Start of Data for this exercise
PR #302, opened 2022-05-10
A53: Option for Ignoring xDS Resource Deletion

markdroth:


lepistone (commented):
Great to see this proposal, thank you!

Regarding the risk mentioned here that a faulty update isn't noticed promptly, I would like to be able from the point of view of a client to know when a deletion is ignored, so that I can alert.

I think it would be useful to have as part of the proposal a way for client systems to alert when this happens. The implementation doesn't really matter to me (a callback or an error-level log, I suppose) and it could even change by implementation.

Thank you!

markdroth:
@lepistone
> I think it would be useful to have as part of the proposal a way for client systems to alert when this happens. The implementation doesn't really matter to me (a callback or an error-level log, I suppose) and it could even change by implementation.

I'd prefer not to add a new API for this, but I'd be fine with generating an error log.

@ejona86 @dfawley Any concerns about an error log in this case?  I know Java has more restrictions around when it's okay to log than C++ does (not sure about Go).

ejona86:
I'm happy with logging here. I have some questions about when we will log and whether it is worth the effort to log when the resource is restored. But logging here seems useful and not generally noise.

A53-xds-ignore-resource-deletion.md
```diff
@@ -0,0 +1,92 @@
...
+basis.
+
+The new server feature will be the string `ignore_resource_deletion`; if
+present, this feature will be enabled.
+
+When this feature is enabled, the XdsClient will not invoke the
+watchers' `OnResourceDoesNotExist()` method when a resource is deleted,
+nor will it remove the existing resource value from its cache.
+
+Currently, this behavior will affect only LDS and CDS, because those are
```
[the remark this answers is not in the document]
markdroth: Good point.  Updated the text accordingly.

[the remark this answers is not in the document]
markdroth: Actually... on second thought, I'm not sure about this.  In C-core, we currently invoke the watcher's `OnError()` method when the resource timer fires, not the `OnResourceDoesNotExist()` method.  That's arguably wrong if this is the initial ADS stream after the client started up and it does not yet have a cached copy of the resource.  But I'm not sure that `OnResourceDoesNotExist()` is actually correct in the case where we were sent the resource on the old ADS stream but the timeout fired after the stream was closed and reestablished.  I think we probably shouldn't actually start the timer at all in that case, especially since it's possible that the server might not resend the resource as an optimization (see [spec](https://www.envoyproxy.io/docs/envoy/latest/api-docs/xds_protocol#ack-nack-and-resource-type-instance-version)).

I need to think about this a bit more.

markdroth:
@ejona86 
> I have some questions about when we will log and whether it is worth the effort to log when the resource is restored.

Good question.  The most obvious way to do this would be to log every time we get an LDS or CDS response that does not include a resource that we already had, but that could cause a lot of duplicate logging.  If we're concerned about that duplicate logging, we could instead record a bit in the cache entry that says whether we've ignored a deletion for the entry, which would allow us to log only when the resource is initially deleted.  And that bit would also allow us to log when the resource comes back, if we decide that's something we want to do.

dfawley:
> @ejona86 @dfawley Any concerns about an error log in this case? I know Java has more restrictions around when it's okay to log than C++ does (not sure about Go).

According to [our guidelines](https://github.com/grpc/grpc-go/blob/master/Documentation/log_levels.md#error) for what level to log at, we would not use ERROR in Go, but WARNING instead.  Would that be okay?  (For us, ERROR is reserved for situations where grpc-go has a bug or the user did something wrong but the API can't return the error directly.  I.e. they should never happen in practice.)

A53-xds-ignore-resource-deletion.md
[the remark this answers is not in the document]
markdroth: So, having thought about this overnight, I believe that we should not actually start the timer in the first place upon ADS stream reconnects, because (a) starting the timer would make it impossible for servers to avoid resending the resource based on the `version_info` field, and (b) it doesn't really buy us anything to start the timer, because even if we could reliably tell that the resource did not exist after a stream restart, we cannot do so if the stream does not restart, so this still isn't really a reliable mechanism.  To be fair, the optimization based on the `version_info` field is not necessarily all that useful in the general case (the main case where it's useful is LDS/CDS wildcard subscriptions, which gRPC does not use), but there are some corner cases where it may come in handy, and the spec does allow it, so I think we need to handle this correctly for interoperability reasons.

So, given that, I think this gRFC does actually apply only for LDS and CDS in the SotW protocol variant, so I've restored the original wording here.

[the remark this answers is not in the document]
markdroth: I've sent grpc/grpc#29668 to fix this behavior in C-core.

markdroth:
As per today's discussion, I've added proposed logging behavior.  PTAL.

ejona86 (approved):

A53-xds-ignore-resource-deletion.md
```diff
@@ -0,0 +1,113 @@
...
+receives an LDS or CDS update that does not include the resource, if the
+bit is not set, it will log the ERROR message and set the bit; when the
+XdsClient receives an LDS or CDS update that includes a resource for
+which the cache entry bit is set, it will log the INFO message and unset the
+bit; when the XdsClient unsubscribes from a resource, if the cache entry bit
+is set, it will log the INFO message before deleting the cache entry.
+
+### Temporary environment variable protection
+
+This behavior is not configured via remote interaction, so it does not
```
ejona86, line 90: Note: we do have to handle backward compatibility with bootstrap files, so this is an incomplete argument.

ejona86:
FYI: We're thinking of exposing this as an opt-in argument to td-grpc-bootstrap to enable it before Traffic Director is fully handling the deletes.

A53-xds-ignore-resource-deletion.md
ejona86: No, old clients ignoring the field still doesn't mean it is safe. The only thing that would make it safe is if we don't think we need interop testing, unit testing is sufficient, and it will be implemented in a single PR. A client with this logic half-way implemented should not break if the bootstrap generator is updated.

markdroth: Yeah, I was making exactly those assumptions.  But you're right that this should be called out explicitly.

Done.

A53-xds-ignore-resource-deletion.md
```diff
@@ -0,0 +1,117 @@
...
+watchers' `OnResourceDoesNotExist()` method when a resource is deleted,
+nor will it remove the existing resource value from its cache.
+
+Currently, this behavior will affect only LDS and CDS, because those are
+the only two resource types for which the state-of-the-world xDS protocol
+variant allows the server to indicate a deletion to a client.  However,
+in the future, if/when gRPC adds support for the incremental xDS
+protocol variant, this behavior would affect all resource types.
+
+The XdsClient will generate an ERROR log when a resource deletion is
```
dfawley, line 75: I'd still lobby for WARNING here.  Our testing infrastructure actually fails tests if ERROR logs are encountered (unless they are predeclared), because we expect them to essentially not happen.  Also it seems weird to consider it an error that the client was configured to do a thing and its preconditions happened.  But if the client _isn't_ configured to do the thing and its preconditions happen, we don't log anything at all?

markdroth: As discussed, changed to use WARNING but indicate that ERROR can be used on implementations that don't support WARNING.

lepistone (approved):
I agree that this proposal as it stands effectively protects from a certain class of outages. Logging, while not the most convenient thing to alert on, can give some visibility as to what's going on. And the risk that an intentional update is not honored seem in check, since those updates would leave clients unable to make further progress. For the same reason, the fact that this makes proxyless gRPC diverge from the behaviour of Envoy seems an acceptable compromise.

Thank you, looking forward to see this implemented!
End of Data for this exercise
Your task:
Pull every line with the string "around" from the data above.

Result below:
@ejona86 @dfawley Any concerns about an error log in this case?  I know Java has more restrictions around when it's okay to log than C++ does (not sure about Go).
> @ejona86 @dfawley Any concerns about an error log in this case? I know Java has more restrictions around when it's okay to log than C++ does (not sure about Go).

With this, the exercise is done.